(Records excerpted from a collection)
######
PR #622, opened 2020-01-29
Restore sequence conflict verification.

Hoikas:
This was removed when the page list was converted to an `std::map`. However, not checking for conflicting sequences causes a deadlock on loading an age that had a PRP renamed without changing its sequence suffix.

### DIFF
--- a/Sources/Plasma/PubUtilLib/plResMgr/plResManager.cpp
+++ b/Sources/Plasma/PubUtilLib/plResMgr/plResManager.cpp
@@ -126,16 +126,21 @@ bool plResManager::IInit()
 
     kResMgrLog(1, ILog(1, "Initializing resManager..."));
 
-    if (plResMgrSettings::Get().GetLoadPagesOnInit())
-    {
+    if (plResMgrSettings::Get().GetLoadPagesOnInit()) {
         // We want to go through all the data files in our data path and add new
         // plRegistryPageNodes to the regTree for each
         std::vector<plFileName> prpFiles = plFileSystem::ListDir(fDataPath, "*.prp");
-        for (auto iter = prpFiles.begin(); iter != prpFiles.end(); ++iter)
-        {
+        for (auto iter = prpFiles.begin(); iter != prpFiles.end(); ++iter) {
             plRegistryPageNode* node = new plRegistryPageNode(*iter);
-            plPageInfo pi = node->GetPageInfo();
-            fAllPages[pi.GetLocation()] = node;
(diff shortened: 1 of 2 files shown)


Sources/Plasma/PubUtilLib/plResMgr/plResManager.cpp
```diff
@@ -126,16 +126,21 @@ bool plResManager::IInit()
...
-        {
+        for (auto iter = prpFiles.begin(); iter != prpFiles.end(); ++iter) {
             plRegistryPageNode* node = new plRegistryPageNode(*iter);
-            plPageInfo pi = node->GetPageInfo();
-            fAllPages[pi.GetLocation()] = node;
+            const plPageInfo& pi = node->GetPageInfo();
+
+            // If a page is already added with this location, add both the already known page
+            // and the newly discovered page to a set of conflicts.
+            auto pageResult = fAllPages.try_emplace(pi.GetLocation(), node);
```
zrax: `try_emplace` is C++17

Hoikas: I just noticed our standard is C++14 :cry:

Sources/Plasma/PubUtilLib/plResMgr/plResManager.cpp
```diff
@@ -1330,25 +1335,11 @@ bool plResManager::VerifyPages()
...
-            {
-                invalidPages.Append(upPage);
-                fAllPages.erase(itUp);
-                break;
-            }
-        }
-    }*/
+    for (auto badPage : fConflictingPages) {
+        fAllPages.erase(badPage->GetPageInfo().GetLocation());
+        invalidPages.Append(badPage);
```
zrax: If I'm reading the old code correctly, it only removed (and added to invalidPages) the second (and later) copies of the page; your change here appears to remove and track both the duplicate and the original...

Hoikas: That seems to be correct. Removing both (or more) was a purposeful design decision on my part however. It is better to wipe away all of the potentially invalid pages and let the client download the correct one when linking to the Age. Otherwise, you can potentially get stuck in a spin-wash cycle where the old logic would delete the new page and not touch the old one, requiring a redownload on each link. The inverse could happen as well, but that's a best-case scenario...

zrax: Makes sense.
######
* [TASK DETAILS] Write every record out again, unaltered.

* [OUTPUT BELOW]
PR #622, opened 2020-01-29
Restore sequence conflict verification.

Hoikas:
This was removed when the page list was converted to an `std::map`. However, not checking for conflicting sequences causes a deadlock on loading an age that had a PRP renamed without changing its sequence suffix.

### DIFF
--- a/Sources/Plasma/PubUtilLib/plResMgr/plResManager.cpp
+++ b/Sources/Plasma/PubUtilLib/plResMgr/plResManager.cpp
@@ -126,16 +126,21 @@ bool plResManager::IInit()
 
     kResMgrLog(1, ILog(1, "Initializing resManager..."));
 
-    if (plResMgrSettings::Get().GetLoadPagesOnInit())
-    {
+    if (plResMgrSettings::Get().GetLoadPagesOnInit()) {
         // We want to go through all the data files in our data path and add new
         // plRegistryPageNodes to the regTree for each
         std::vector<plFileName> prpFiles = plFileSystem::ListDir(fDataPath, "*.prp");
-        for (auto iter = prpFiles.begin(); iter != prpFiles.end(); ++iter)
-        {
+        for (auto iter = prpFiles.begin(); iter != prpFiles.end(); ++iter) {
             plRegistryPageNode* node = new plRegistryPageNode(*iter);
-            plPageInfo pi = node->GetPageInfo();
-            fAllPages[pi.GetLocation()] = node;
(diff shortened: 1 of 2 files shown)


Sources/Plasma/PubUtilLib/plResMgr/plResManager.cpp
```diff
@@ -126,16 +126,21 @@ bool plResManager::IInit()
...
-        {
+        for (auto iter = prpFiles.begin(); iter != prpFiles.end(); ++iter) {
             plRegistryPageNode* node = new plRegistryPageNode(*iter);
-            plPageInfo pi = node->GetPageInfo();
-            fAllPages[pi.GetLocation()] = node;
+            const plPageInfo& pi = node->GetPageInfo();
+
+            // If a page is already added with this location, add both the already known page
+            // and the newly discovered page to a set of conflicts.
+            auto pageResult = fAllPages.try_emplace(pi.GetLocation(), node);
```
zrax: `try_emplace` is C++17

Hoikas: I just noticed our standard is C++14 :cry:

Sources/Plasma/PubUtilLib/plResMgr/plResManager.cpp
```diff
@@ -1330,25 +1335,11 @@ bool plResManager::VerifyPages()
...
-            {
-                invalidPages.Append(upPage);
-                fAllPages.erase(itUp);
-                break;
-            }
-        }
-    }*/
+    for (auto badPage : fConflictingPages) {
+        fAllPages.erase(badPage->GetPageInfo().GetLocation());
+        invalidPages.Append(badPage);
```
zrax: If I'm reading the old code correctly, it only removed (and added to invalidPages) the second (and later) copies of the page; your change here appears to remove and track both the duplicate and the original...

Hoikas: That seems to be correct. Removing both (or more) was a purposeful design decision on my part however. It is better to wipe away all of the potentially invalid pages and let the client download the correct one when linking to the Age. Otherwise, you can potentially get stuck in a spin-wash cycle where the old logic would delete the new page and not touch the old one, requiring a redownload on each link. The inverse could happen as well, but that's a best-case scenario...

zrax: Makes sense.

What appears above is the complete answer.